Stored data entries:
--

PR #2084, opened 2024-10-01
EVPN Multi Home Support

JaiOCP:
Host may be reachable via multiple VTEPs in the EVPN topology. In this case load balancing need to happen across VTEPs.

This is achieved using a new bridge port type SAI_BRIDGE_PORT_TYPE_BRIDGE_PORT_NEXT_HOP_GROUP that is going to use SAI_BRIDGE_PORT_ATTR_BRIDGE_PORT_NEXT_HOP_GROUP_ID for nexthop selection. Nexthop wll be the one of the available VTEP tunnels.

There can be an associated protection NHG configured SAI_BRIDGE_PORT_ATTR_BRIDGE_PORT_PROTECTION_NEXT_HOP_GROUP_ID, as a backup path in case the bridge port goes down.

This PR is open in lieu of
https://github.com/opencomputeproject/SAI/pull/2058

PR #2286, opened 2026-05-27
EVPN VXLAN multihoming: split-horizon for P2MP tunnels

james-jra:
This change adds a new bridge port type to enable split-horizon filtering for P2MP VXLAN tunnels. This provides parity with the existing P2P tunnel model without requiring vendor-specific ACL logic in the NOS.

The existing spec for EVPN VXLAN multihoming ([SAI-Proposal-EVPN-Multihoming.md](https://github.com/opencomputeproject/SAI/blob/master/doc/tunnel/SAI-Proposal-EVPN-Multihoming.md) provides an example for configuring split-horizon which targets only P2P tunnels. Vendors using only P2MP tunnels have no equivalent path within the current API.

Split-horizon requires the ability to attach isolation groups at per-remote-VTEP granularity. With P2P tunnels this falls out naturally since each remote VTEP already has its own tunnel object and bridge port. With P2MP tunnels there's a single shared tunnel object, so we need something else to hang the isolation group on.

This change introduces a new bridge port type, `SAI_BRIDGE_PORT_TYPE_TUNNEL_TERM_PEER`, with an associated attribute `SAI_BRIDGE_PORT_ATTR_TUNNEL_TERM_PEER_IP`. This bridge port represents decapsulated tunnel-terminated traffic from a specific remote VTEP. It is explicitly rx-only and cannot be used for encap/tx.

--

### WORK INSTRUCTION
Whenever the word "tunnels" appears in a line above, copy that line.

### EXERCISE SOLUTION
This is achieved using a new bridge port type SAI_BRIDGE_PORT_TYPE_BRIDGE_PORT_NEXT_HOP_GROUP that is going to use SAI_BRIDGE_PORT_ATTR_BRIDGE_PORT_NEXT_HOP_GROUP_ID for nexthop selection. Nexthop wll be the one of the available VTEP tunnels.
EVPN VXLAN multihoming: split-horizon for P2MP tunnels
This change adds a new bridge port type to enable split-horizon filtering for P2MP VXLAN tunnels. This provides parity with the existing P2P tunnel model without requiring vendor-specific ACL logic in the NOS.
The existing spec for EVPN VXLAN multihoming ([SAI-Proposal-EVPN-Multihoming.md](https://github.com/opencomputeproject/SAI/blob/master/doc/tunnel/SAI-Proposal-EVPN-Multihoming.md) provides an example for configuring split-horizon which targets only P2P tunnels. Vendors using only P2MP tunnels have no equivalent path within the current API.
Split-horizon requires the ability to attach isolation groups at per-remote-VTEP granularity. With P2P tunnels this falls out naturally since each remote VTEP already has its own tunnel object and bridge port. With P2MP tunnels there's a single shared tunnel object, so we need something else to hang the isolation group on.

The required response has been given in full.